[Records for this task]

Issue #24577, opened 2020-07-15
assert.ok(false) throws TypeError instead of AssertionError


ianhattendorf:
### Preflight Checklist

* [x] I have read the [Contributing Guidelines](https://github.com/electron/electron/blob/master/CONTRIBUTING.md) for this project.
* [x] I agree to follow the [Code of Conduct](https://github.com/electron/electron/blob/master/CODE_OF_CONDUCT.md) that this project adheres to.
* [x] I have searched the issue tracker for an issue that matches the one I want to file, without success.

### Issue Details

* **Electron Version:**
  * 8.0.0 (also tested with `electron-nightly@11.0.0-nightly.20200708`)
* **Operating System:**
  * macOS 10.15.5
* **Last Known Working Electron version:**
  * 7.3.2

### Expected Behavior
```
$ yarn add electron@8.0.0
$ node_modules/electron/dist/Electron.app/Contents/MacOS/Electron -i
> require('assert').ok(false)
Thrown:
AssertionError [ERR_ASSERTION]: false == true
    at repl:1:19
    at Script.runInContext (vm.js:137:20)
    at REPLServer.defaultEval (repl.js:386:29)
    at bound (domain.js:420:14)
    at REPLServer.runBound [as eval] (domain.js:433:12)
    at REPLServer.onLine (repl.js:700:10)
    at REPLServer.emit (events.js:203:13)
    at REPLServer.EventEmitter.emit (domain.js:476:20)
    at REPLServer.Interface._onLine (readline.js:316:10)
    at REPLServer.Interface._line (readline.js:693:8) {
  generatedMessage: true,
  code: 'ERR_ASSERTION',
  actual: false,
  expected: true,
  operator: '=='
}
```

### Actual Behavior
```
$ yarn add electron@8.0.0
$ node_modules/electron/dist/Electron.app/Contents/MacOS/Electron -i
> require('assert').ok(false)
Thrown:
TypeError: call.getFileName is not a function
    at getErrMessage (assert.js:270:25)
    at innerOk (assert.js:361:17)
    at Function.ok (assert.js:381:3)
    at repl:1:19
    at Script.runInContext (vm.js:127:20)
    at REPLServer.defaultEval (repl.js:406:29)
    at bound (domain.js:420:14)
    at REPLServer.runBound [as eval] (domain.js:433:12)
    at REPLServer.onLine (repl.js:715:10)
    at REPLServer.emit (events.js:210:5)
```
### To Reproduce
See expected/actual behavior.

[...]

PR #24579, opened 2020-07-16
fix: use Node.js isolate setup logic in bindings

codebytere:
#### Description of Change

Closes https://github.com/electron/electron/issues/24577.

This fixes an issue whereby any code in Node.js that invokes various assert functionality in the browser or renderer processes will throw with `TypeError: call.getFileName is not a function`. The reason this happens is that Node.js overrides the Promise rejection callback used by the Isolate, so the `WeakMap` used in their assert logic is never populated.

To remedy this, the best long-term solution, I feel, is to better align our isolate setup functionality with that available to us via the embedder-focused `SetIsolateUpForNode`. We already approximated a lot of this functionality, so this allows us to remove that. It does, however create a small new issue wherein we do not want to use the promise rejection callback that Node.js uses in the renderer process, because it does not send PromiseRejectionEvents to the global script context. This causes code like:

```
window.addEventListener('unhandledrejection', function (event) {
  // ...your code here to handle the unhandled rejection...

  // Prevent the default handling (such as outputting the
  // error to the console)

  event.preventDefault();
});
```

to fail since the `'unhandledrejection'` rejection event would never be fired. We need thus to use the one Blink already provides, and to augment `IsolateSettings` accordingly.

I've upstreamed this at https://github.com/nodejs/node/pull/34387.

cc @nornagon @zcbenz @MarshallOfSound 

#### Checklist

- [x] `npm test` passes

#### Release Notes

Notes: Fixed an issue where many uses of the Node.js `assert` module would throw in both the browser and renderer processes.


deepak1556:
Couple of question,

* >The reason this happens is that Node.js overrides the Promise rejection callback used by the Isolate,

AFAIK in the browser process we setup the callbacks in https://github.com/electron/electron/blob/master/patches/node/feat_add_flags_for_low-level_hooks_and_exceptions.patch as `g_standalone_mode` and in the renderer blink does it. Where does node override here ? Maybe the problem/solution statement is a bit confusing, can you please elaborate whats happening ?

* Also there is no blink in the browser process, so why are those isolate settings being removed for the browser process too ?

* We setup our own fatal error handlers for all the process in https://github.com/electron/electron/blob/master/shell/common/api/electron_bindings.cc#L89 , now will that be overriden by the handler from `SetIsolateUpForNode` ?

codebytere:
@deepak1556 you're right - we can remove a lot of that low-level flag logic now, as it's just being redundantly set twice. 
I've also moved the flags into process-specific locations. With regard to:

> AFAIK in the browser process we setup the callbacks in https://github.com/electron/electron/blob/master/patches/node/feat_add_flags_for_low-level_hooks_and_exceptions.patch as g_standalone_mode and in the renderer blink does it

I removed the invocation in the patch, so it's now just disabled for the renderer process where Blink does it.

[/Records for this task]

**What is required**
Please copy only these lines, exactly: the first line of the records through the line containing "for this project.", ends included.

**Exercise answer**
Issue #24577, opened 2020-07-15
assert.ok(false) throws TypeError instead of AssertionError


ianhattendorf:
### Preflight Checklist

* [x] I have read the [Contributing Guidelines](https://github.com/electron/electron/blob/master/CONTRIBUTING.md) for this project.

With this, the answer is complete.